Nature Chemistry | 7 min learn

A pair should resolve whether or not to undergo humanity’s alien overlords in the newest brief story for Nature’s Futures sequence.

Nature | 6 min learn

People have been consuming milk for 1000’s of years, lengthy earlier than the power to digest it turned widespread. Now, researchers suppose they know why: lactose tolerance was useful sufficient to affect evolution solely throughout occasional episodes of famine and illness, explaining why it took 1000’s of years for the trait to grow to be prevalent in Europe.

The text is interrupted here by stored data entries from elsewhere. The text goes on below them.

PR #1235, opened 2026-04-05
Fix DXF codes in ATTDEF entity

michal-josef-spacek:


rurban (changes requested):
not really. DXF {} has its own block before, with tag and prompt already. dont emit it twice.

Just the flags 70 could be mixed up with mtext_type 70. havent checked that yet

PR #1277, opened 2026-06-11
OSS-Fuzz: Expand coverage for llvmfuzz.c with output converter/version

arthurscchan:
This PR expands the coverage of llvmfuzz by deriving the converter and version options from the fuzz input, rather than leaving them at their default 0 setting. Previously the libFuzzer path only ever exercised dwg_encode; with this change the fuzzer also reaches the other converters across a range of version combinations, exercising the logic that depends on them and expand the fuzzing coverage and effectiveness.


rurban (approved):

rurban:
Thanks, merged manually

Issue #1278, opened 2026-06-12
R2018 MTEXT extents_width/extents_height appear to be decoded swapped


ZalivahaAM:
Hi. I found what looks like a LibreDWG decoding issue for R2018 DWG MTEXT entities.

For the same MTEXT saved as R2013 and R2018, the geometry and orientation fields are identical:
- x_axis_dir = (1, 0, 0)
- extrusion = (0, 0, 1)
- angle = 0
- insertion point is the same

But extents_width and extents_height are swapped in the R2018 DWG.

R2013:
extents_width = 19.765347885402456
extents_height = 6.5129604365620724

R2018:
extents_width = 6.5129604365620724
extents_height = 19.765347885402456

This makes horizontal MTEXT render as a vertical/narrow text box in applications using LibreDWG.

I also noticed this in src/dwg.spec for R2018 MTEXT embedded/redundant fields:

DXF branch:
FIELD_BD(extents_width, 42);
FIELD_BD(extents_height, 43);

binary DWG branch:
FIELD_BD(extents_height, 43);
FIELD_BD(extents_width, 42);

This looks reversed for binary R2018 MTEXT.

Could you please check if the binary R2018 MTEXT field order should be width first, height second?

rurban:
Thanks. Also found by someone, and already fixed.

PR #1279, opened 2026-06-14
Fix swapped MTEXT extents_width/extents_height for R2018 (#1278)

informatimago:
Fixes the R2018 (AC1032) MTEXT `extents_width`/`extents_height` swap reported in #1278.

## Problem

For R2018, a wide-and-short MTEXT is decoded with width and height swapped — e.g. a text that is ~124 wide × 26 tall comes out as `extents_width=26.14, extents_height=124.09`. AutoCAD reversed the on-disk extents order somewhere in (R2013 … R2018]; the DXF group codes (`42` = width ≤ `41`, `43` = height) are already correct — only the **binary field order** was wrong.

## Root cause

The visible swap comes from the R2018-only **embedded** MTEXT object (`AcDbMTextObjectEmbedded`), which read the two extents doubles **height-first**. The plain MTEXT extents (`src/dwg.spec` ~3343) already read correctly and are overwritten by the embedded "redundant fields" block, so the fix is in the embedded paths:

- `src/dwg.spec`: the `SINCE (R_2018)` `is_not_annotative` embedded block read the binary height-first (DXF was width-first) — now **width-first** for both.
- `src/dwg_spec_shared.h`: `AcDbMTextObjectEmbedded` (also used by R2018 multiline `ATTRIB`) — now **width-first**.

The `FIELD_BD`/`SUB_FIELD_BD` macros are bidirectional, so decode and encode are fixed together. Both paths are R2018-only, so R2013-and-earlier MTEXT is untouched and no version gate is needed.

## Verification

On an R2018 drawing with a wide MTEXT, `dwgread -O JSON` now reports `extents_width≈124.09 / extents_height≈26.14` (was swapped), with `extents_width ≤ rect_width`, and the plain and embedded extents now agree. A `dwgrewrite --as r2018` round-trip is stable.

### DIFF
--- a/src/dwg.spec
+++ b/src/dwg.spec
@@ -3385,13 +3385,11 @@ DWG_ENTITY (MTEXT)
         }
         FIELD_BD (rect_width, 40);
         FIELD_BD (rect_height, 41);
-        DXF {
-          FIELD_BD (extents_width, 42);
-          FIELD_BD (extents_height, 43);
-        } else {
-          FIELD_BD (extents_height, 43);
-          FIELD_BD (extents_width, 42);
-        }
+        // GH #1278: the R2018 embedded MTEXT stores the extents width-first
+        // (1st double = width), same as DXF. (Earlier the binary was read
+        // height-first here, swapping width<->height for wide-and-short text.)
+        FIELD_BD (extents_width, 42);
+        FIELD_BD (extents_height, 43);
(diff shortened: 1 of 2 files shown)


rurban (approved):

rurban:
Thanks, fixed by myself, attributing you of course

PR #1280, opened 2026-06-14
R2018 write/encode fidelity: object loss, thumbnail, DXF UTF-8/codepage, MTEXT, LAYER colour

informatimago:
A series of fidelity fixes for the modern (R2018 / AC1032) read↔write paths, found while round-tripping real R2018 drawings.

### Commits

1. **Fix swapped MTEXT extents for R2018 (#1278)** — embedded MTEXT extents read width-first. Also submitted standalone as #1279 (this branch is based on it).
2. **encode: fix R2018 decode→encode→decode object loss + thumbnail growth** — `UNKNOWN_OBJ`/`UNKNOWN_ENT` proxy blobs were dropped on a same-version DWG→DWG re-encode (the raw re-emit was gated on `DWG_OPTS_INJSON`; now also for DWG input), and the `AcDb:Preview` thumbnail grew 16 bytes per round-trip (a duplicate `THUMBNAIL_END` sentinel). `example_2018` now round-trips 474/474 objects with a byte-identical, stable thumbnail.
3. **in_dxf: concatenate MTEXT text split across group codes 3 and 1** — long MTEXT text (>250 chars) was overwritten chunk-by-chunk and truncated to one fragment on import; now concatenated.
4. **bits: decode UTF-8 DXF strings to UTF-16 when encoding to r2007+** — DXF (UTF-8) strings were zero-extended byte-wise when written to an r2007+ target, double-encoding non-ASCII (`été`→`Ã©tÃ©`); now decoded as real UTF-8, gated on `DWG_OPTS_INDXF` so the JSON/add-API codepage paths are unchanged.
5. **in_dxf: preserve leading spaces in string values; fix r2007+ DWGCODEPAGE read** — `dxf_read_string` stripped significant leading spaces (breaking MTEXT continuations), and `DWGCODEPAGE` (a `BITCODE_TV`, i.e. UTF-16 for r2007+) was read as a C string so `ANSI_1252` was seen as `A`.
6. **out_dxf: only negate LAYER colour (DXF 62) when the layer is off** — the exporter unconditionally negated group-62, so layers that are **on** were exported as **off** (their entities became invisible, and a DWG→DXF→DWG round-trip flipped them off); now negated only when `off`.
7. **build: don't redeclare memmem() on macOS** — small build fix (macOS declares `memmem()` in `<string.h>`, tripping `-Werror=redundant-decls`).

### Testing

Verified against real R2018 files and the test corpus via DWG→DWG (`dwgrewrite`), DXF (`dwg2dxf | dxf2dwg`), and JSON round-trips: no object loss, byte-identical MTEXT/accented text, stable thumbnail, correct LAYER on/off. Existing r13–r2000 paths are unaffected.

### Note on overlap

Commit 1 is the #1278 fix, also opened as the smaller standalone PR #1279; this branch includes it as its base so the encoder work builds on it. Once #1279 lands, this branch can be rebased to drop the duplicate.

### DIFF
--- a/src/bits.c
+++ b/src/bits.c
@@ -2282,25 +2282,63 @@ bit_write_T (Bit_Chain *restrict dat, BITCODE_T restrict s)
               const char *endp = s + len;
               BITCODE_TU ws = (BITCODE_TU)malloc ((len + 1) * 2);
               const BITCODE_TU orig = ws;
+              // DXF in-memory strings are UTF-8 (in_dxf keeps them as read);
+              // decode multi-byte sequences to UTF-16 so non-ASCII is not
+              // double-encoded by a bare byte copy. Other producers of TV here
+              // (JSON, add API, old-DWG up-convert) already hold codepage bytes
+              // with non-representable chars as \U+xxxx escapes, so they keep
+              // the byte-wise path. Both honour the inline \U+xxxx escape.
+              const bool is_utf8 = (dat->opts & DWG_OPTS_INDXF) != 0;
               while (s < endp)
                 {
-                  uint16_t c = *s++;
-                  // in this case the resulting len is shorter
-                  if (c == '\\' && s[0] == 'U' && s[1] == '+' && ishex (s[2])
-                      && ishex (s[3]) && ishex (s[4]) && ishex (s[5]))
+                  unsigned char c = (unsigned char)*s;
+                  // \U+xxxx escape: shorter result
+                  if (c == '\\' && s + 6 < endp + 1 && s[1] == 'U'
+                      && s[2] == '+' && ishex (s[3]) && ishex (s[4])
+                      && ishex (s[5]) && ishex (s[6]))
                     {
                       unsigned x;
-                      if (sscanf (&s[2], "%04X", &x) > 0)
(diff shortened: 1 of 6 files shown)


rurban:
Excited to get a fellow lisp hacker on board! Also excited to see clautolisp! 
Unfortunately that's too much code to add with a FSF CLA. If you add it as tickets chunk by chunk I'll add it by myself. A CLA needs about a month to go through.
The analysis is more important than the code anyway.

informatimago:
> Excited to get a fellow lisp hacker on board! Also excited to see clautolisp! Unfortunately that's too much code to add with a FSF CLA. If you add it as tickets chunk by chunk I'll add it by myself. A CLA needs about a month to go through. The analysis is more important than the code anyway.

Ok, so I would make say, one PR per commit?
Otherwise, I think I might contribute more, so let's start the CLA process.

informatimago:
Superseded: splitting this into one PR per commit for easier independent review and merge. Each fix is being resubmitted as its own focused PR (the MTEXT extents #1278 fix is already #1279). Closing this umbrella PR.

PR #1284, opened 2026-06-15
in_dxf: concatenate MTEXT text split across group codes 3 and 1

informatimago:
MTEXT text longer than 250 characters is emitted in DXF as one or more
250-char chunks under group code 3 followed by a final (<250) chunk under
group code 1. The importer overwrote o->text on each code 3 (and only
reallocated when the new chunk was longer), and let the final code 1 fall
through to the generic field setter, which overwrote again. The result was
a single surviving fragment — a 1497-char paragraph imported as one byte.

Handle codes 3 and 1 together for MTEXT and append each chunk (a short
MTEXT still has only the code 1, handled as the first chunk). On
dwg2dxf | dxf2dwg of a real R2018 multiline MTEXT the full text and all
\P paragraph breaks now survive; short single-chunk MTEXT is unchanged.

### DIFF
--- a/src/in_dxf.c
+++ b/src/in_dxf.c
@@ -11154,28 +11154,39 @@ static __nonnull ((1, 2, 3, 4)) Dxf_Pair *new_object (
                 LOG_WARN ("Unhandled LAYOUT.1 in subclass %s", subclass);
               goto next_pair;
             }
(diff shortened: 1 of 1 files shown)


rurban (approved):

rurban:
Tested ok

PR #1288, opened 2026-06-15
OSS-Fuzz: Add new fuzzer targets dwgapi

arthurscchan:
This PR adds a new OSS-Fuzz fuzzer targets dwg apis.


rurban:
Nice!. 
But this is too big for a non-CLA contribution. Check CONTRIBUTING and apply for a copyright assignment. Needs about a month or so.

arthurscchan:
Thanks for your prompt reply. I will handle and follow the CLA procedure.

PR #3383, opened 2019-03-21
docs: update bundle-manifest's url in Readme

armujahid:
I have updated bundle-manifest's url because it is currently pointing to outdated mirror https://github.com/Polymer/polymer-bundler/.


armujahid:
@usergenic Kindly review this. Its a simple URL change in docs.

PR #3391, opened 2019-04-01
Upgrade to selenium standalone server 3.141.59

nelsonsilva:
This should fix https://github.com/Polymer/tools/issues/405


usergenic:
Trying this out with latest JDKs. Thanks, @nelsonsilva

usergenic:
Will be releasing this ASAP.  Thanks again.

Issue #3403, opened 2019-04-19
[polymer-serve] Dynamic imports fail in Firefox / AMD transformed browsers


btopro:
This is related to #3402 most likely. When using `polymer serve` to view an asset that dynamically imports via bare import syntax, it fails to resolve correctly.

```js
import("@polymer/paper-button/paper-button.js");
```

This is most likely due to a timing issue in the babel transform related to doing this as it was the case in the similar issue with build.

e111077:
Firefox 67 shipped yesterday (May 21, 2019) which provides native support for dynamic imports. Updating `browser-capabilities` to sidestep this issue.

btopro:
I'm surprised the bare import resolution didn't solve this but good call, then it'll at least work w/ the latest and greatest polyserve locally (which is probably fine)

Issue #3402, opened 2019-04-18
transformModulesToAmd + unbundled option fails to resolve bare imports


btopro:
the transformModulesToAmd option in build routinse in Polymer build does not correctly resolve bare dynamic imports. This is visible in firefox where it will convert it to a require statement but not actually alter the path, causing it to try and be relative to where ever the current file is.
```js
TypeError: "Failed to fetch https://cdn.waxam.io/build/es5-amd/node_modules/@lrnwebcomponents/haxcms-elements/lib/core/@lrnwebcomponents/haxcms-elements/lib/core/haxcms-editor-builder.js"
```
in this example: `https://cdn.waxam.io/build/es5-amd/node_modules/@lrnwebcomponents/haxcms-elements/lib/core/haxcms-site-builder.js` will call `import("@lrnwebcomponents/haxcms-elements/lib/core/haxcms-editor-builder.js")`. This works fine in ES6 but when it goes to path resolve in ES5 you get what you see above as opposed to any kind of `../../../../` being appended to make the path relative accurately

btopro:
here's my polymer.json https://github.com/elmsln/HAXcms/blob/master/polymer.json#L47 which is leveraged to kick things over to that CDN.

btopro:
TLDR;
- Good: transformModulesToAmd + bundled + dynamic imports
- Good: unbundled + dynamic imports
- Broken: transformModulesToAmd + unbundled + dynamic imports

This is an issue with unbundled AMD module compiling.
steps to reproduce:
- Test repo: https://github.com/btopro/lit-test
- run `polymer build`

This repo's output will WORK for the one marked unbroken and will break for the one marked broken. The only difference is the bundling. What's breaking appears to be a combination of transformModulesToAmd when using the unbundled flag. Dynamic imports Unbundled works fine without the AMD transform. AMD works fine without dynamic imports.

btopro:
thanks to @Westbrook for making the repo to confirm I wasn't crazy

usergenic:
Just published polymer-cli@1.9.9 and polymer-build@3.1.4 which incorporate your PR.

Please install and verify fix for your use case.  Reopen this issue if you have continued trouble.  :)

btopro:
installed to double check and yes this appears to have fixed it. Thank you for accepting so quickly!

PR #3404, opened 2019-04-19
[polymer-build] #3402 resolveBareSpecifiers must be a Program

btopro:
Babel's life cycle appears to make the following combination not possible with the current configuration of polymer's build process.
- `"moduleResolution": "node"`
- `"transformModulesToAmd": true`
- `"bundle": false,`

## What ends up happening now:
- Babel processes the tree and transforms `ast` for AMD compilation and/or ES5 syntax in the Program level callback
- This happens PRIOR to processing `babel-plugin-bare-specifiers` `resolveBareSpecifiers` export because it is running in a `CallExpression` which fires later
- The `CallExpression` seeks out things marked 'Import' but because the compiling has already happened, it can't find everything
- Dynamic imports get borked as a result, not being correctly resolved to their actual location in node_modules because it doesn't process it as an Object tree but instead as compiled code.

## This change fixes this by..
This shifts it to process at the Program level and traverse the path to execute `CallExpression`'s. This should ensure that the timing is correct so that the Objects can be resolved to their correct node_modules / relative location, prior to the ES5 / AMD transformations processing the tree into text.

## Gains via this PR
- Users will be able to user polymer.json as expected
- Polymer build will correctly resolve dynamic imports regardless of compiling or module resolution used

## Outstanding issues
#3403 is most likely related to this but I haven't been able to see what the issue is as to why this wouldn't overlap.

### DIFF
--- a/packages/build/src/babel-plugin-bare-specifiers.ts
+++ b/packages/build/src/babel-plugin-bare-specifiers.ts
@@ -14,7 +14,7 @@
 
 import dynamicImportSyntax from '@babel/plugin-syntax-dynamic-import';
 import {NodePath} from '@babel/traverse';
-import {CallExpression, ExportAllDeclaration, ExportNamedDeclaration, ImportDeclaration} from 'babel-types';
+import {CallExpression, ExportAllDeclaration, ExportNamedDeclaration, ImportDeclaration, Program} from 'babel-types';
 import {resolve} from 'polymer-analyzer/lib/javascript/resolve-specifier-node';
 
 const isPathSpecifier = (s: string) => /^\.{0,2}\//.test(s);
--- a/packages/build/src/babel-plugin-bare-specifiers.ts
+++ b/packages/build/src/babel-plugin-bare-specifiers.ts
@@ -35,23 +35,26 @@ export const resolveBareSpecifiers = (
   inherits: dynamicImportSyntax,
 
   visitor: {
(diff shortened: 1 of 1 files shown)


LarsDenBakker:
Running into this issue as well. Thanks for making the PR!

Westbrook:
@usergenic Using this update locally solved this issue for me as well. If you like what you see, too, I hope we can get a merge and release scheduled for early next week.

usergenic:
Hey guys - I'm just catching up after holiday weekend.  Saw your slack thread and then came over here.  Am reviewing now.

I'm actually not as familiar with the build babel transforms and my first reaction is, why do we do compilation *before* resolving these specifiers; seems like we should be resolving specifiers first...

Anyways looking at this now.  Thanks for this work, @btopro!

usergenic:
I'm still working on writing a test to repro the problem and include it as a regression test, but if you want to check to see that this solves issue for you, I've got a simple PR that reordered the specifier transform plugin https://github.com/Polymer/tools/pull/3405

usergenic:
Our dynamic import AMD transform is causing the problem because it is written as a Program visitor that does its own traversal, essentially making it always perform its own CallExpression transforms first.  After a couple hours of attempting to refactor etc, it turns out your approach here is the most reasonable solution, so I'm going to go with this one.  Great job :)

PR #3405, opened 2019-04-23
Resolve bare specifiers PRIOR to compilation.

usergenic:
There's an issue about specifiers NOT being transformed when the AMD transform is involved as reported in https://github.com/Polymer/tools/issues/3402 https://github.com/Polymer/tools/issues/3403

This PR is a possible alternative to https://github.com/Polymer/tools/pull/3404, inferring from that work that the ordering of babel transform plugins was at issue.  This simply moves specifier resolution to the beginning of the js-transform sequence.

### DIFF
--- a/packages/build/src/babel-plugin-dynamic-import-amd.ts
+++ b/packages/build/src/babel-plugin-dynamic-import-amd.ts
@@ -71,9 +71,9 @@ export const dynamicImportAmd = {
           // assume is running next will rewrite `require` from a function to a
           // module object with the function at `default`.
           importPath.replaceWith(ast`(
-          new Promise((res, rej) => ${requireId}.default([${
+            new Promise((res, rej) => ${requireId}.default([${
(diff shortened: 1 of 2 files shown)


usergenic:
cc @btopro @westbrook

btopro:
were you able to confirm this fixes the transform issue? I believe I tried this first initially and the issue is that it doesn't process the plugins in the same order. It seems like `CallExpression` are processed after `Program`, so the other PR changes the transform statement to be a looping `Program` as opposed to single `CallExpression` that runs post-transformation.

usergenic:
@btopro OH the nature of the problem comes from the fact that our babel-plugin-dynamic-import-amd.ts is doing a path.traverse in its own Program visitor 🤦‍♂️

I'm going to try and fix that right now too.

usergenic:
@btopro I'm going to go with your solution in #3404

PR #3436, opened 2019-06-05
Upgrade selenium standalone server to support Java 10+

usergenic:
Tested this change locally using openjdk@1.13.0 which did not work until this change was introduced and now it works.  By "did not work" I mean that selenium threw a bunch of exceptions and wasn't useable.


usergenic:
https://github.com/Polymer/tools/pull/3391 was the source of this so Googlebot CLA check is being dumb.

nelsonsilva:
I'm ok with their commits being contributed to this project, feel free to update the cla label

PR #3438, opened 2019-06-06
Prepare releases of wct-local and polymer-cli

usergenic:
- [ ] wct-local@1.0.1
- [ ] polymer-cli@1.9.10


usergenic:
ty! @aomarks

PR #3439, opened 2019-06-13
fixed --allow-origin switch not being added to serverOptions

T99Rots:
Currently when using polyserve with the polymer-cli the --alow-origin switch does not work, this is because --allow-origin is not being added to the serverOptions, i now added it in and tested it and now it's working as it's supposed to.


T99Rots:
I signed it!

usergenic:
Thanks for this PR!  Merging into a branch to add CHANGELOG.

PR #3443, opened 2019-07-03
Added --allow-origin to the polymer serve command

usergenic:
--allow-origin was supported by polyserve, but we never brought that flag into the CLI.  This PR brings that in.  Thanks to @T99rots


usergenic:
Hey @googlebot you approved his CLA in https://github.com/Polymer/tools/pull/3439 so I'm going to ignore you:

Screen Shot 2019-07-03 at 2 38 29 PM

usergenic:
Thanks also to @quentinmazoua for an earlier PR #3379 which added this first.

PR #623, opened 2018-08-06
cli: update chalk dependency

43081j:
I was in there for #612 so figured i'd split out the chalk update i did as part of my debugging.

We don't really need this but it does mean we're depending on the same version as `command-line-usage` so there's no more mismatch funkiness going on.

PR #3444, opened 2019-07-03
Updated chalk to latest version; implemented the updates from #623

usergenic:
Includes newer version of chalk and updated package-locks all-around.

Resolving conflicts in package-lock.json from #623 was not convenient without access to branch so this was most expedient way to update the library.

Thanks to @43081j

### DIFF
--- a/package-lock.json
+++ b/package-lock.json
@@ -1021,12 +1021,12 @@
       "dev": true
     },
     "@octokit/endpoint": {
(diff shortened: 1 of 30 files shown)


usergenic:
Just to confirm chalk updates don't blow up the polymer logo as it did after the last upgrade:
Screen Shot 2019-07-03 at 3 28 48 PM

Nature Podcast | 28 min hear

Learn extra: How people’ capability to digest milk advanced from famine and illness (Nature | 5 min learn)

Subscribe to the Nature Podcast on Apple Podcasts, Google Podcasts or Spotify.


Shocking revelations from the James Webb Area Telescope’s first photos are already re-shaping our understanding of distant galaxies, says astronomer Allison Kirkpatrick. (Nature | 7 min learn)

Flora is on vacation and the Briefing is about to take a brief break. So you may have just a little bit of additional time to seek out Leif Penguison, who this week is hiding among the many beech timber at the Lakes of Covadonga in Spain. Can you discover the penguin?

The answer shall be in a particular best-of version of the Briefing on Thursday 4 August, all because of Briefing picture editor and penguin wrangler Tom Houghton.

We’ll be in contact once more with one other particular version on 11 August after which again to the common swing of issues on 15 August. See you quickly!